1. ## almost had the job done

1-I almost had the job done.
2-I almost got the job done.

Which of the above COULD mean
a-I almost did the job.

============================

3-I almost had the diamond stolen.
4-I almost got the diamond stolen.

Which of the above COULD mean:
b-I almost stole the diamond.

============================

5-I almost had the car repaired.

6-I almost got the car repaired.

Which of the above COULD mean:
c-I almost repaired the car.

Gratefully,
Navi.

3. ## Re: almost had the job done

Thank you very much Grumpy for the challenge!!

Here goes:

1-I almost had the job done.
2-I almost got the job done. This one could mean that. The first one cannot.

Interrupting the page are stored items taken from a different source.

Issue #5337, opened 2023-01-05
Cleanup core API test codes from oCIS


saw-jan:
Copying core API tests completed with PRs https://github.com/owncloud/ocis/pull/5280 and https://github.com/owncloud/ocis/pull/5306

Features and test codes need some cleanup:
- [x] remove core bug demonstration tests (`***Issue***.feature`) @grgprarup https://github.com/owncloud/ocis/pull/5485, https://github.com/owncloud/ocis/pull/5489
- [x] remove any scenarios that are tagged `@skipOnOcis`, `@notToImplementOnOcis` @grgprarup 
  - [x] `@notToImplementOnOcis` https://github.com/owncloud/ocis/pull/5491
  - [x] `@skipOnOcis` https://github.com/owncloud/ocis/pull/5520
- [x] look through the filter tags and sort out which ones we still care about.
- [ ] cut-down the filter-tags list and remove scenarios for any tags that we know are never going to be relevant to ocis or reva
Current skipped tags: (@amrita-shrestha  https://github.com/owncloud/ocis/pull/6165)` ~@skipOnGraph&&~@skipOnOcis&&~@notToImplementOnOCIS&&~@toImplementOnOCIS&&~comments-app-required&&~@federation-app-required&&~@notifications-app-required&&~systemtags-app-required&&~@local_storage&&~@skipOnOcis-OCIS-Storage&&~@caldav&&~@carddav&&@api&&~@skip`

As far as I can see.

Which of the above COULD mean
a-I almost did the job.

============================

3-I almost had the diamond stolen.
4-I almost got the diamond stolen.

Neither work.

Which of the above COULD mean:
b-I almost stole the diamond.

============================

5-I almost had the car repaired.

6-I almost got the car repaired.
6 can have that meaning.

5 would work with that meaning if it was followed by something like 'before he came back'.
I had it in a working condition.
In that case, the meaning of 'have' would be very close to 'own'. I was in possession of it and it had been repaired.

Have the car repaired by five o'clock.

That might mean 'repair it yourself and finish the job by five o'clock'. But one still cannot be sure who is doing the repairing. It might be 'you'.

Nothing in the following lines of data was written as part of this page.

PR #5642, opened 2023-02-24
[full-ci] [tests-only] Remove depthinfinity related steps from occ context

grgprarup:
## Description
This PR removes the following steps and their implementations:
- `When the administrator has set depth_infinity_allowed to :depth_infinity_allowed`

- [ ] Forward port to master https://github.com/owncloud/ocis/pull/5679

## Related Issue

- Part of https://github.com/owncloud/ocis/issues/5337

## How Has This Been Tested?

- :robot: 

## Types of changes

- [ ] Technical debt

## Checklist:

- [ ] Code changes
- [ ] Unit tests added
- [ ] Acceptance tests added

### DIFF
--- a/tests/acceptance/expected-failures-API-on-OCIS-storage.md
+++ b/tests/acceptance/expected-failures-API-on-OCIS-storage.md
@@ -754,14 +754,14 @@ Not everything needs to be implemented for ocis. While the oc10 testsuite covers
 
 #### [Cannot disable the dav propfind depth infinity for resources](https://github.com/owncloud/ocis/issues/3720)
 
-- [coreApiWebdavOperations/listFiles.feature:368](https://github.com/owncloud/ocis/blob/master/tests/acceptance/features/coreApiWebdavOperations/listFiles.feature#L368)
-- [coreApiWebdavOperations/listFiles.feature:369](https://github.com/owncloud/ocis/blob/master/tests/acceptance/features/coreApiWebdavOperations/listFiles.feature#L369)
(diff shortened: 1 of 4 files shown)


amrita-shrestha (approved):
lgtm

saw-jan (commented):
:+1:

individual-it (commented):
The tests still fail, does that mean ocis does not support depth=infinity?
If that is the case and that behavior is intended, we should delete the tests alltogether

micbar:
ocis should support depth:infinity

individual-it (approved):

grgprarup:
> 

Ocis supports depth infinity and the default is enabled, but it cannot be disabled or change the configuration. So scenarios for disabled cases are added in expected failures.

grgprarup:
> The tests still fail, does that mean ocis does not support depth=infinity? If that is the case and that behavior is intended, we should delete the tests alltogether

@individual-it Ocis supports depth infinity and the default is enabled, but it cannot be disabled or change the configuration. So scenarios for disabled cases are added in expected failures.

@micbar Can we disable the depth:infinity? or depth:infinity is always enabled in oCIS? If the latter is the case, we can remove scenarios for the disabled case.

micbar:
@grgprarup 
We should add that setting to the ocdav service. It will be an environment variable. @individual-it you pointed out that that could be difficult to test 😄

individual-it:
we could have an extra pipeline that only runs these tests and sets the correct env. variable

PR #5666, opened 2023-02-27
update sonar-exclusions

C0rby:
we have changed the folder structure in the past but forgot to update the exclusions.


phil-davis (approved):

phil-davis:
Should this also be done in stable-2.0 to get CI cleaner?
@C0rby

C0rby:
Oh yeah, I guess that would be good.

I will have this question answered in no time.

That works. But you need an time adverbial. So '5' does not work with that meaning because it does not have a time adverbial.

Which of the above COULD mean:
c-I almost repaired the car.

I did my best and I was as thorough as I could be!

Gratefully,
Navi.

4. ## Re: almost had the job done

Well done, Navi. You get much better value by trying them yourself initially.
As I'm sure you already know, many things in English depend very much on the context. Also, there is often a big difference in what is acceptable in informal colloquial English as it is spoken, and in more formal English as it is written.

Taking all of these examples as expressions which might be used informally, I consider that all of them COULD mean what was listed under "a" in each case. In these contexts, there is no significant difference between "had" and "got".
I agree with you that 3 and 4 are the least likely, but they still COULD certainly mean "I almost stole the diamond" when speaking colloquially.
Consider a burglar saying, "I managed to open the safe, and I almost had/got the diamond stolen. Then the police walked in!"

It's the same with the colloquial expression, meaning to have successfully finished or solved something, which can be expressed as "I've cracked it" and "I've got it cracked".